There are a lot of flashbacks this week, detailing the removal of the precogs from the original milk bath and their initial release into the world, which apparently consisted of little more than a “Whoops! Sorry!” and a fat paycheck from the government before they were tossed out into the streets in a bad part of town and left to their own devices. On the one hand, that would be pretty much expected behavior for the US government. On the other hand, I have a very hard time believing that the kind of evil government that would enslave children would then encourage them to disappear so completely without some way of keeping track of them.
It’s also just plain painful to see how naïve the precogs were, especially the boys. It definitely helps to provide a little more understanding of why Agatha thinks they can’t take care of themselves. That said, I do not buy at all the idea that, in the beginning, it was Arthur who was the soft-hearted one who just wanted to help people. Even if that was the case, there’s really no hint in this episode of how or why Arthur and Dash so completely swapped opinions. I’m also not sure why they even bothered unveiling this bit of history this late in the season, especially when the rest of the episode goes on to further establish Arthur as a pretty big deal in the international organized crime scene. It doesn’t add depth to his character; rather, it makes him seem a hypocrite.

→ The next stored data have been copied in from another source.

PR #744, opened 2026-06-30
fix: stop service worker activating before user refresh (#710)

### LINKED ISSUE #710: Stop the PWA service worker activating before the user clicks Refresh
## Symptom

A user running the installed/cached PWA gets a new version applied **without** clicking the "Update available → Refresh" toast. The service worker activates as soon as the new version is fetched, instead of waiting for the user's consent. In the worst case the new worker seizes the already-open tab mid-session, mixing the old in-memory JavaScript with newly-precached assets (the classic `skipWaiting` hazard the prompt model exists to avoid). The "Update available" toast the app shows therefore becomes misleading — the update has already (partly) happened.

## Steps to reproduce

1. Deploy version A; open the installed PWA so the service worker caches it.
2. Deploy version B.
3. Revisit / leave the PWA open. The new service worker installs and **activates immediately** (and, via `clientsClaim`, claims the open tab) rather than waiting in the background for the user to click Refresh.

(The exact user-visible manifestation — silent update vs misleading toast vs a broken mid-session shell — is browser-dependent and worth confirming with a real two-deploy test; the config-vs-contract contradiction below is deterministic regardless.)

## Expected behaviour

Per the app's documented and implemented update model, a new service worker **waits in the background**; the app surfaces the "Update available" toast; the update applies **only** when the user clicks Refresh (which triggers `updateSW(true)`). `doc/BUILD.md:189` states this verbatim: *"`registerType: "prompt"` — new service workers wait in the background; the app surfaces a toast for the user to refresh."*

## Actual behaviour

The generated service worker calls `self.skipWaiting()` (from `skipWaiting: true`) in its install handler, so it activates immediately without waiting for the client's `SKIP_WAITING` message; `clientsClaim: true` then makes it claim open tabs on activation. The user's Refresh click (`updateSW(true)`) is rendered a no-op handshake.

## Affected files

- `packages/pwa/vite.config.ts:165-166` — `clientsClaim: true`, `skipWaiting: true` (inside the `VitePWA` workbox block), contradicting `:119` `registerType: "prompt"`.
- (intent sources, unchanged) `packages/pwa/src/ts/pwa-update.ts` (the `onNeedRefresh` toast + `updateSW(true)`-on-click), `packages/pwa/src/test/pwa-update-toast.test.ts` (asserts the prompt contract), `doc/BUILD.md:189`.

## Root cause hypothesis

`skipWaiting` and `clientsClaim` belong to the **autoUpdate** workbox recipe, not the **prompt** model. They were added (with `registerType: "prompt"`) in the same commit (db117a33, 2026-06-08) — a workbox-boilerplate copy-paste. The two settings silently override the wait-for-user behaviour that `registerType: "prompt"` + the toast are built to provide.

## Test plan / failing test

A true runtime assertion needs the deployed SW (Vitest cannot exercise SW activation — `pwa-update-toast.test.ts` passes because it tests the toast UI, not whether the SW waits, which is why this slipped past it and two prior config audits). Two options:

- **Static (cheap, CI-able):** after `vite build`, assert the generated service worker (`dist/sw.js` / generated SW) does **not** contain `self.skipWaiting()` / `skipWaiting()` while `registerType` is `prompt`. Fails today, passes after the fix.
- **E2E (definitive):** a two-deploy Playwright test that loads v1, swaps in v2's precache, and asserts the new SW stays in `waiting` until the Refresh handshake.

## Acceptance criteria

- A new service worker does not activate until the user clicks Refresh (the `updateSW(true)` handshake is the only path to activation).
- The "Update available" toast accurately reflects a *pending* update.
- `doc/BUILD.md:189`'s documented behaviour ("wait in the background") matches reality.

## Risk and scope

- Fix is a 2-line config change: set `skipWaiting: false` and `clientsClaim: false` (or omit them — those are the prompt-model defaults). `updateSW(true)` already performs the skip-waiting handshake on the user's click.
- Low risk: no change to first-install behaviour (first SW still activates normally with no waiting client). The doc is correct and needs no change — fix the config, not the doc.

## Notes

- Found by the 2026-06-23 bug-hunt reviewer pass on `vite.config.ts` (byte-identical to its last audit; the line-level audit and two prior passes missed it because it is a cross-file/cross-doc contradiction, not a single-line defect).
- Undermines the feature added in #503 ("Surface the PWA update prompt") and tested via #657. Not a duplicate of either (those add the toast and its test coverage; neither touches the `skipWaiting` setting).
- Residual: confirm the precise user-visible symptom with a two-deploy test before sizing; the contradiction itself is established.

- Tele

wainwright1000:
Stops a newly-installed service worker from activating before the user refreshes, so an update never takes control mid-session without the user's prompt.

Changes: `vite.config.ts` (PWA service-worker wait behaviour), with `src/test/vite-config-pwa.test.ts` coverage.

Fixes #710


wainwmr (approved):
OK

This episode also marks the first time that I haven’t enjoyed the show at least a little bit. Any sense of fun that the show has had up to this point seems to have drained out of it, and all that’s left seems to be a grim determination to finish these ten episodes so everyone can move along to other, hopefully more successful projects. I will probably finish watching the series, but I doubt I’ll be writing about it unless it somehow gets incredibly good sometime in the next three weeks. Right now, though, the show has become its own wet blanket.